Duo distills our development docs into context, shifts flaky-test fixes left, and closes its own knowledge gaps — getting better every cycle.
End-to-end tests flake on timing, selectors, and shared state. We retry, quarantine, and eventually fix them — but the fix lives in one merge request and one engineer's head. Duo and our agents never carry that hard-won context into the next review.
How to stabilize a page object or wait correctly lives with reviewers — not where an agent can reach it.
Flakiness usually surfaces after merge, in nightly E2E runs — far from the change that introduced it.
Each fix is one-off. Nothing distills it back into guidance the platform can reuse.

Turn every fix into durable context — then feed it straight back into review.

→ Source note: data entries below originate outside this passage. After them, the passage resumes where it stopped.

PR #127, opened 2020-10-04
mark data as pii or creds and check encryption at rest

nineinchnick:
* mark data as pii or creds and if it's encrypted at rest
* add two new threats, one that checks if sensitive data is sufficiently protected, second to check if credentials are not hardcoded (or otherwise long lived)

This is supposed to allow removing attrs like `storesPII` from the Datastore in #119


rgacote:
If PII is explicitly identified, why not also break out PCI (credit cards) and PHI (health information)?

nineinchnick:
> If PII is explicitly identified, why not also break out PCI (credit cards) and PHI (health information)?

@rgacote This is a great idea. Would you like to work on it? At minimum this involves:
* defining new attributes and documenting them
* using them in conditions of existing threats or defining a new threat

rgacote:
> > If PII is explicitly identified, why not also break out PCI (credit cards) and PHI (health information)?
> 
> @rgacote This is a great idea. Would you like to work on it? At minimum this involves:
> 
> * defining new attributes and documenting them
> * using them in conditions of existing threats or defining a new threat

Wish I could work on it. In the middle of three security assessments at the moment...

A scheduled pipeline reads docs.gitlab.com/development, extracts our end-to-end testing conventions, and compiles them into artifacts the AI applies on every change.

Content generated by AI should be seen as a starting point and verified before use.

A second scheduled job classifies merged flaky-test fixes by root cause and checks each recurring pattern against the testing docs — opening a merge request wherever guidance is missing.

Each merged fix becomes documented context, distilled into the next skill and review pass. Knowledge compounds instead of resetting.
Fixes move from nightly E2E failures into the merge request, where they are cheapest to make and easiest to learn from.
Two scheduled jobs do the distilling and the gap-finding. No manual curation backlog, no doc rot.

Pilot on the E2E browser suite, prove it closes once, then expand to every flaky-test bucket.